I encourage wine lovers that want to talk about their passion to check out WineBerserkers as well as the other on-line wine forums.

25 Responses

  1. unknown - August 25, 2010

    I’ve been wondering how the traffic has been over on eBob after the shut down. I miss hearing from lots of folks ITB as we enjoyed talking about farming, winemaking and the weather. As Demi Moore said in GI Jane, Parker and Squires can ‘Suck My #ick’.
    Wine Berserkers and WCWN are my two spots where good conversation can flow freely.

  2. Eric LeVine - August 25, 2010

    Thanks for your thoughts on this topic. It is one near and dear to my heart. I am still saddened by the turn of events and even more sad to see that the eulogy of sorts I delivered on 4/29 is coming to pass.

  3. Walt - August 25, 2010

    The West Coast Wine site is run by BRAD Harrington. And it is a great place for wine lovers to exchange ideas. As is Wineberserkers.

  4. larry schaffer - August 25, 2010

    Thanks for your post and a good run down of where things are at this time with wine discussion boards. A few others to note:
    There is no one board that I use exclusively to find out info about what’s going on in the world of wine . . . I tend to frequent eBob, Berserkers, Spectator, WCWN, and a few others. Each has its plusses and minuses for sure.
    I too was saddened to see what happened with the eBob board back in April, but to be fair, I think it is important to note that SOMETHING had to happen.
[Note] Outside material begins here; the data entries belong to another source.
PR #136, opened 2022-04-20
Check for pods using UID 1337

sebrandon1:
Relates to issue CNFCERT-278.

Makes sure that none of the pods are using `securityContext.RunAsUser` == 1337.

TODO: Still need to find the section in the document for the `BestPracticeReference`.

### DIFF
--- a/cnf-certification-test/accesscontrol/suite.go
+++ b/cnf-certification-test/accesscontrol/suite.go
@@ -138,6 +138,12 @@ var _ = ginkgo.Describe(common.AccessControlTestKey, func() {
 		testhelper.SkipIfEmptyAny(ginkgo.Skip, env.Containers)
 		TestOneProcessPerContainer(&env)
 	})
+	// no 1337 UID's being used by pods
+	testID = identifiers.XformToGinkgoItIdentifier(identifiers.Test1337UIDIdentifier)
+	ginkgo.It(testID, ginkgo.Label(testID), func() {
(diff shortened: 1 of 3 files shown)


sebrandon1:
One question I have about this, is should we also be checking for the `RunAsGroup` to not be using 1337.

cnf-certification-test/accesscontrol/suite.go
```diff
@@ -444,3 +450,21 @@ func TestOneProcessPerContainer(env *provider.TestEnvironment) {
 		ginkgo.Fail(errMsg)
 	}
 }
+
+func Test1337UIDs(env *provider.TestEnvironment) {
+	const leetNum = 1337
+	var badPods []string
+	for _, put := range env.Pods {
+		ginkgo.By(fmt.Sprintf("checking if pod %s has a securityContext RunAsUser 1337 (ns= %s)", put.Data.Name, put.Data.Namespace))
+		if put.Data.Spec.SecurityContext.RunAsUser != nil && *put.Data.Spec.SecurityContext.RunAsUser == int64(leetNum) {
```
jmontesi, line 459: I wonder if it wouldn't be better to check the actual UID of the process launched inside the pod as this _PodSecurityContext_ field can be left unspecified. According to the documentation "defaults to user specified in image metadata if unspecified".

Also, there is a similar field inside _container.securityContext_ that takes precedence over the one in _PodSecurityContext_.

sebrandon1: Cool I'll play around with that.

PR #144, opened 2022-04-22
Use pluto in github actions

sebrandon1:
https://github.com/FairwindsOps/pluto

Following the README from the pluto repo, this checks through any possible k8s manifests for deprecated APIVersions.

image

### DIFF
--- a/.github/workflows/pre-main.yaml
+++ b/.github/workflows/pre-main.yaml
@@ -55,6 +55,16 @@ jobs:
 
       - name: make vet
         run: make vet
+  
+  deprecated-k8s-check:
+    name: Pluto Deprecated Version Check
+    runs-on: ubuntu-20.04
+    steps:
+      - name: Download Pluto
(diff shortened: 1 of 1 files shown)


.github/workflows/pre-main.yaml
```diff
@@ -55,6 +55,16 @@ jobs:
...
+  
+  deprecated-k8s-check:
+    name: Pluto Deprecated Version Check
+    runs-on: ubuntu-20.04
+    steps:
+      - name: Download Pluto
+        uses: FairwindsOps/pluto/github-action@master
+      - name: Use pluto
+        run: |
+          pluto detect-files
```
edcdavid, line 67: Is it useful to run pluto in this repo, since we do not maintain yaml files or helm chart releases?

sebrandon1: Probably not.  I just figured it was a good place to test the integration.  I'll close.

PR #148, opened 2022-04-25
Removing duplicate test suite name at the beginning of the test in claims file

edcdavid:
for instance:
platform-alteration-platform-alteration-isredhat-release -> platform-alteration-isredhat-release


sebrandon1 (approved):

greyerof (approved):
You should add the "non backward compatible" label to this PR, as this is changing the behavior of the claim/junit file.

PR #161, opened 2022-04-28
Fix High Availability Test

hamadise:
In 3.3.0, to pass the high availability check, the CNF should define pod anti affinity to avoid deploying Pods in the same node.
The number of replica should be higher than 1 as well.
In the current code, we check for replicas number only, this PT fixes that.


sebrandon1:
Can you add more description to this?

sebrandon1 (approved):

edcdavid (approved):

That board had become simply too nasty – there was little ‘open discussion’ going on – just potshots at Parker, Squires and other Board members. It was not fun nor was it informative.
    Berskerkers did spring up as a result of a number of folks being ‘banned’ from eBob for a number of reasons, but mainly for butting heads with Squire himself.
    But here’s the problem with wine boards – too much moderation and you have a dictatorship . . . and too little and you have anarchy. I think we see both at times, even today.
    Hopefully all will settle down and the wine world will continue to see active boards – with mutual respect shown all.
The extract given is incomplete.